Data records:
########

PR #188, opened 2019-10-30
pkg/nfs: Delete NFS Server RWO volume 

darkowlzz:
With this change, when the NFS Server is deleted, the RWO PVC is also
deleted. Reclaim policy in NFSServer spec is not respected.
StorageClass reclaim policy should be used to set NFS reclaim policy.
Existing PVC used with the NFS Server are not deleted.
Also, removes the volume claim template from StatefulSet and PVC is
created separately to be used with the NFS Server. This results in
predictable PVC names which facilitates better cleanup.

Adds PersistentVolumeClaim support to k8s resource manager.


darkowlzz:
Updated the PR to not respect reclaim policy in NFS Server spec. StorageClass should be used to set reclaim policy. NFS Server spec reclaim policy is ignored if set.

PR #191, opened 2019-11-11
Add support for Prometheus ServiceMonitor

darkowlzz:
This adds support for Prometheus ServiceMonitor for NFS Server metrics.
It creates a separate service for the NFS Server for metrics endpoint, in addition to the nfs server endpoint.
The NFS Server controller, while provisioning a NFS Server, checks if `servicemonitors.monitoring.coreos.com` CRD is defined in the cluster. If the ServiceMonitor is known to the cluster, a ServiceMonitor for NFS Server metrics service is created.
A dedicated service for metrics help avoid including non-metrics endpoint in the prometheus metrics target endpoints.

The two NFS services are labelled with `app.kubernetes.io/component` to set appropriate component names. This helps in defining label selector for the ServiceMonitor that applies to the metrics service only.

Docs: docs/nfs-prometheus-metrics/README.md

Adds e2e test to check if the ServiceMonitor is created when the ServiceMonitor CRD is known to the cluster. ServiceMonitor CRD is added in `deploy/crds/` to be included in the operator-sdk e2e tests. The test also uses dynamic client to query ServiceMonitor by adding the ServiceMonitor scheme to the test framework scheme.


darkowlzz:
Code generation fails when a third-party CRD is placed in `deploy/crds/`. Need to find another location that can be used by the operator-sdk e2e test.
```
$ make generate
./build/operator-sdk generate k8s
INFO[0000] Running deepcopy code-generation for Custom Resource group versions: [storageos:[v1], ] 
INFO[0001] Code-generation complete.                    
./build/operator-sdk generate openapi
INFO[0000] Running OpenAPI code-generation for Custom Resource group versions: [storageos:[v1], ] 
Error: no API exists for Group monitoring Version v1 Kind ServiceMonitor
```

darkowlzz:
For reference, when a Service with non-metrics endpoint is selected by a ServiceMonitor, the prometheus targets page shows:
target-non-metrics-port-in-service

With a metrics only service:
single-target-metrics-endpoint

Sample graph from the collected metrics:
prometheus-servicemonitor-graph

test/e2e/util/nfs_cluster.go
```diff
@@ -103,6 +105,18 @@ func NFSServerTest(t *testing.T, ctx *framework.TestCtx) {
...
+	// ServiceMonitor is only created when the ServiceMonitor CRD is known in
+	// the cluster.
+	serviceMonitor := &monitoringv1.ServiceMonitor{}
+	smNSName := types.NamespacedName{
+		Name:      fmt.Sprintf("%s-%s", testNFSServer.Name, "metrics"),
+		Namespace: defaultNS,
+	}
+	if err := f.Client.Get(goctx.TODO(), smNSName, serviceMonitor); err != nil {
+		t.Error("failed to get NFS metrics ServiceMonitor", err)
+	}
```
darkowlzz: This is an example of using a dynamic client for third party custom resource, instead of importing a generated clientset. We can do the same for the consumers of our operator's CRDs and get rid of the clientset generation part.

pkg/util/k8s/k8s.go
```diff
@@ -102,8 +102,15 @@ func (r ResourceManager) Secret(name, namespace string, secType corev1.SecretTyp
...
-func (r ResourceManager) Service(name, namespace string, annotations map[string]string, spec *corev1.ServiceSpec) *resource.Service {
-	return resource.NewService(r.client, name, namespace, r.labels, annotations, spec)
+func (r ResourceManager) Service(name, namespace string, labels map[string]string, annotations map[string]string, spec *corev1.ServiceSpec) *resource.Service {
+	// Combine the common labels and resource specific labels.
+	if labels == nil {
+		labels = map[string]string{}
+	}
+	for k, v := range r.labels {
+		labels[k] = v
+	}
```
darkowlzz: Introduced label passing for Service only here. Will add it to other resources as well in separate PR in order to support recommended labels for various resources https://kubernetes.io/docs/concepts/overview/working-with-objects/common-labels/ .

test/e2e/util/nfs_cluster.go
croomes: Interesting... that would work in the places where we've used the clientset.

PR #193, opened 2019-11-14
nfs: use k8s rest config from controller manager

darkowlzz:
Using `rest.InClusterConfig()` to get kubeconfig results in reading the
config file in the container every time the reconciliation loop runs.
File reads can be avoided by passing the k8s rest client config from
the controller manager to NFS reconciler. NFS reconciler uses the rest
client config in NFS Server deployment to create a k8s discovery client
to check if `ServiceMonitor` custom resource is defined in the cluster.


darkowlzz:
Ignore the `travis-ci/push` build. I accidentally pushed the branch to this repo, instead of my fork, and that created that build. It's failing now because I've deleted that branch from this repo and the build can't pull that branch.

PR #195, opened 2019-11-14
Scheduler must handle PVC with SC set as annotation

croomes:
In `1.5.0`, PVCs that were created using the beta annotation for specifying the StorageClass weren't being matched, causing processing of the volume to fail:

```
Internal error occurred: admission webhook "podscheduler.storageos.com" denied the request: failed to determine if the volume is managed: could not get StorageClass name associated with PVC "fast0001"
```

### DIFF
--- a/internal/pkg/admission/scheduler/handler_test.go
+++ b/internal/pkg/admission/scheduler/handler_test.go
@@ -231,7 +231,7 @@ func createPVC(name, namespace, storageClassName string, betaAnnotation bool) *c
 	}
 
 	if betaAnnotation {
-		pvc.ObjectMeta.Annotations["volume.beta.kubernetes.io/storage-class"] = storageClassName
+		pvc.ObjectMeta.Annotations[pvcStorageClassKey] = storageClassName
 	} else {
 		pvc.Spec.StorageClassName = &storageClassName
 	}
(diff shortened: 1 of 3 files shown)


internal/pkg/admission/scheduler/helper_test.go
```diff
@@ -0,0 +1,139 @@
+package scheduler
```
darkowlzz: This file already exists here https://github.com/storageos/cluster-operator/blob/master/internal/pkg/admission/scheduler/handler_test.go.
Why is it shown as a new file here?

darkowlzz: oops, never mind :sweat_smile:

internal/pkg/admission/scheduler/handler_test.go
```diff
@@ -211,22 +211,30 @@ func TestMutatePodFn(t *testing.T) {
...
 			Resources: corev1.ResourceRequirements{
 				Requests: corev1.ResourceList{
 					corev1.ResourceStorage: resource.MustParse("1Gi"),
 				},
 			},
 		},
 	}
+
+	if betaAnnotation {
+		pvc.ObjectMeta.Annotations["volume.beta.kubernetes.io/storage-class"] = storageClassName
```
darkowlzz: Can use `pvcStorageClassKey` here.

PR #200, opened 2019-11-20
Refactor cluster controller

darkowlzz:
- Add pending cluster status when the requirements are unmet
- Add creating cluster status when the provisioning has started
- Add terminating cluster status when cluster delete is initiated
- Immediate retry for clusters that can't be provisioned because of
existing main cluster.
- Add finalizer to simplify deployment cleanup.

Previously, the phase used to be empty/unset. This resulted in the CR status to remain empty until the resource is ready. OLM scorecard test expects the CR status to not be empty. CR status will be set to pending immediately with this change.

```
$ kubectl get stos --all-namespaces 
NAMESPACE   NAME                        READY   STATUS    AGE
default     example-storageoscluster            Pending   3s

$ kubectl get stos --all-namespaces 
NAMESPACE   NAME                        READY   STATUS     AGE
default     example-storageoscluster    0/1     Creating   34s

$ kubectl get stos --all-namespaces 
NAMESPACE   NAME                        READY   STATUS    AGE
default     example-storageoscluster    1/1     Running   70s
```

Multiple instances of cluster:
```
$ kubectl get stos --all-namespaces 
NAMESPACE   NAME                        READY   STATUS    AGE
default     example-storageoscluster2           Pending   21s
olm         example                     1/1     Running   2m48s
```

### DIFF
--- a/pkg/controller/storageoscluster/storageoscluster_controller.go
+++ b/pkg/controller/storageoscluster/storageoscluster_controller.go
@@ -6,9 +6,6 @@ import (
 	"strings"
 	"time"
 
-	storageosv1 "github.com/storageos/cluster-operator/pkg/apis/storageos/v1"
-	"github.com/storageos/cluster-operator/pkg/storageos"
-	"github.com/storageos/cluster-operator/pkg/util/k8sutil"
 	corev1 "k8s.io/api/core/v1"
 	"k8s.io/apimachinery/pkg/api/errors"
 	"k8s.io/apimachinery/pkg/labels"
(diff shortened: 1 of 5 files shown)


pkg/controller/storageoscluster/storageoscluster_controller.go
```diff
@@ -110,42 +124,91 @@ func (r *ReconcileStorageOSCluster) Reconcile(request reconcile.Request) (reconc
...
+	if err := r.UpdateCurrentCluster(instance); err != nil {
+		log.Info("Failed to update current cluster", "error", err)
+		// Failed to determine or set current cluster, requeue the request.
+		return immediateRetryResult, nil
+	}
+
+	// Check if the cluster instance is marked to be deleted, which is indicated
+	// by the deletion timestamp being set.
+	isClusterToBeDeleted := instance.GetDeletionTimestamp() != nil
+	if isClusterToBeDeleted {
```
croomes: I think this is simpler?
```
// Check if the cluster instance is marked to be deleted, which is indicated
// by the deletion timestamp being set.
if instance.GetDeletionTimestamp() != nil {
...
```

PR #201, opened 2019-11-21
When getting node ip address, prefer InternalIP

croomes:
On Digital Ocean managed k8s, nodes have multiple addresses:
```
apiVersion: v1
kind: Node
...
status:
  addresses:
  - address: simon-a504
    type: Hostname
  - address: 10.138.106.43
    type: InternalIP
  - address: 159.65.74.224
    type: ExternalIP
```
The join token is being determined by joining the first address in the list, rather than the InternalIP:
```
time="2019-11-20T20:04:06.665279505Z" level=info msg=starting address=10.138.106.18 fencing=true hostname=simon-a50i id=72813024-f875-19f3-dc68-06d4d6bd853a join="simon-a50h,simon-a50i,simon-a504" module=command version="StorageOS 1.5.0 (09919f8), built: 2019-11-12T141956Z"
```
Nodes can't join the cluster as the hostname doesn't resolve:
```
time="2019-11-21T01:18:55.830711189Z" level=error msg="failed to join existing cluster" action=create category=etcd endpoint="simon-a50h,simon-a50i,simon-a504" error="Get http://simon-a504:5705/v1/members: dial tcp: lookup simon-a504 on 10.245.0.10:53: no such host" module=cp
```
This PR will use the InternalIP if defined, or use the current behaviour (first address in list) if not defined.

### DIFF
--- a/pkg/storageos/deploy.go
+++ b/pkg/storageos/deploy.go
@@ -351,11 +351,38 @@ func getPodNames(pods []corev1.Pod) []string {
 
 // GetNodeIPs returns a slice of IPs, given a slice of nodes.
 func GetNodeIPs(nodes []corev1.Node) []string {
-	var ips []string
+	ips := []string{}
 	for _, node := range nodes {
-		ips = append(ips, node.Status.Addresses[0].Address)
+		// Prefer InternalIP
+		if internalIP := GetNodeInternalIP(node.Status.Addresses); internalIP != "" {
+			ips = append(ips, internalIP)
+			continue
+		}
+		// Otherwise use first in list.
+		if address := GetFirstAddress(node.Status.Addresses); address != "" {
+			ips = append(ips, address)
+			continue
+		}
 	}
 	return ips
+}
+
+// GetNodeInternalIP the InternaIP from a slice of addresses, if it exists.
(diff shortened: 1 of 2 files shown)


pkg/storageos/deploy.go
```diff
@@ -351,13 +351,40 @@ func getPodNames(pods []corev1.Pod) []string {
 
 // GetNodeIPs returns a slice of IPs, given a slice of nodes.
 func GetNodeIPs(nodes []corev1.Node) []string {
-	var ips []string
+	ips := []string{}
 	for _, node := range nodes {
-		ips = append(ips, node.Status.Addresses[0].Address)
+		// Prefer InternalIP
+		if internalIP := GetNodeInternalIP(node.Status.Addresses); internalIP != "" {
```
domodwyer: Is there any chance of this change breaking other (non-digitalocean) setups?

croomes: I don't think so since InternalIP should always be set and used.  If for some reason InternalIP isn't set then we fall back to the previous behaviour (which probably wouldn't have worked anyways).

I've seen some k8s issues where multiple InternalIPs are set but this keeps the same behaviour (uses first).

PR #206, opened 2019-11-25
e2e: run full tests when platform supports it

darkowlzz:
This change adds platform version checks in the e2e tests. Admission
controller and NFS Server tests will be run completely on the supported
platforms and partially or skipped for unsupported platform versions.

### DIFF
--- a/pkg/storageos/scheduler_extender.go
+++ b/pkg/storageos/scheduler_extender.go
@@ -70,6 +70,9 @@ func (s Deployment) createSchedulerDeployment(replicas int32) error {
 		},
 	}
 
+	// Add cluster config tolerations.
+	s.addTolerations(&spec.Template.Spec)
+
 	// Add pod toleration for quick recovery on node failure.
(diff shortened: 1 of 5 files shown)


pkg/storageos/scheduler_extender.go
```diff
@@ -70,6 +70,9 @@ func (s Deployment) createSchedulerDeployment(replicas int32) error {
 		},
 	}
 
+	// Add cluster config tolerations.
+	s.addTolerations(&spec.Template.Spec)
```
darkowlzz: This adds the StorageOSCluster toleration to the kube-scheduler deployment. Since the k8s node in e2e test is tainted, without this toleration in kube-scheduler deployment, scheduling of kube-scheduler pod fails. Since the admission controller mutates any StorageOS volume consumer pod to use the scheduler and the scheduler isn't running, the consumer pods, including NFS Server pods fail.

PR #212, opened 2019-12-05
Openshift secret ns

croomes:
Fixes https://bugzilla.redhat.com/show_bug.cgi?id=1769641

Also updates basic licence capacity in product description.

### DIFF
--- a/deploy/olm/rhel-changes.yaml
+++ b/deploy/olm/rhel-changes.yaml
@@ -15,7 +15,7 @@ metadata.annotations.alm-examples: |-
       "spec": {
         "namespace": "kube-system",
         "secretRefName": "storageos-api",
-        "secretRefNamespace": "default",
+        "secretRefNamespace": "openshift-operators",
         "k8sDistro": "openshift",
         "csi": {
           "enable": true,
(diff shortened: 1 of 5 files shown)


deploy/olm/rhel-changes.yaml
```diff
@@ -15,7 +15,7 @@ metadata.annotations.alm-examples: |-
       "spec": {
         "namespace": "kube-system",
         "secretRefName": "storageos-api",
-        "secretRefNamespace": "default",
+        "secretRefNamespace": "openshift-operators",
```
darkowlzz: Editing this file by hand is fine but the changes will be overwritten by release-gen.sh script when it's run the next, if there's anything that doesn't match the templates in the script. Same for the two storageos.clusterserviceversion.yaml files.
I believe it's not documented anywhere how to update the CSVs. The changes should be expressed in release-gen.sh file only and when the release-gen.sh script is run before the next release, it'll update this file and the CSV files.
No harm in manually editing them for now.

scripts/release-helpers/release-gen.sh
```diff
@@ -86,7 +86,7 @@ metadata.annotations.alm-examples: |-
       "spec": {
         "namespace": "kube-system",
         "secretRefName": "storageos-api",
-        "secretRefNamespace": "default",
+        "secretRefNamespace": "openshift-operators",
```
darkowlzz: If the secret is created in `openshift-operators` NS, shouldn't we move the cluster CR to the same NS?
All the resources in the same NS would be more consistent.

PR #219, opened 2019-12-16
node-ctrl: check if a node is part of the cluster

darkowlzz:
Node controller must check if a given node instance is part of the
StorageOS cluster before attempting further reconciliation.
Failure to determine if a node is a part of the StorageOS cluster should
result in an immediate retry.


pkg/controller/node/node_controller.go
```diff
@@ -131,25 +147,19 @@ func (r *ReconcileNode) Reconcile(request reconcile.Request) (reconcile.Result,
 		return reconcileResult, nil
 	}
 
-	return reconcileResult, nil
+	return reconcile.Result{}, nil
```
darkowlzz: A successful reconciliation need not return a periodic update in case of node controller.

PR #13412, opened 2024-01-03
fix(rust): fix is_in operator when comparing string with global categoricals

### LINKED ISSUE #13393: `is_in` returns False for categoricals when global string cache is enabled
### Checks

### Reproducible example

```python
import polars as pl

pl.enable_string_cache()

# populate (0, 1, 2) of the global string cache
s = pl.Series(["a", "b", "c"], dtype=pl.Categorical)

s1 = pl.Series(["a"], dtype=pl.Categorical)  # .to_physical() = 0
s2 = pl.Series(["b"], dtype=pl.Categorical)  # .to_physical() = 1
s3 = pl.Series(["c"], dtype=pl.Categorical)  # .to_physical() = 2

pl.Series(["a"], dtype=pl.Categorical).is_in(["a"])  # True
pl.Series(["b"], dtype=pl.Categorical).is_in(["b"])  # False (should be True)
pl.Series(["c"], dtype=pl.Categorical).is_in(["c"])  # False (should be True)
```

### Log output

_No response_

########

→ Requirement: Wherever a line of the entries holds the string "False", copy that line.

→ Response:
### LINKED ISSUE #13393: `is_in` returns False for categoricals when global string cache is enabled
pl.Series(["b"], dtype=pl.Categorical).is_in(["b"])  # False (should be True)
pl.Series(["c"], dtype=pl.Categorical).is_in(["c"])  # False (should be True)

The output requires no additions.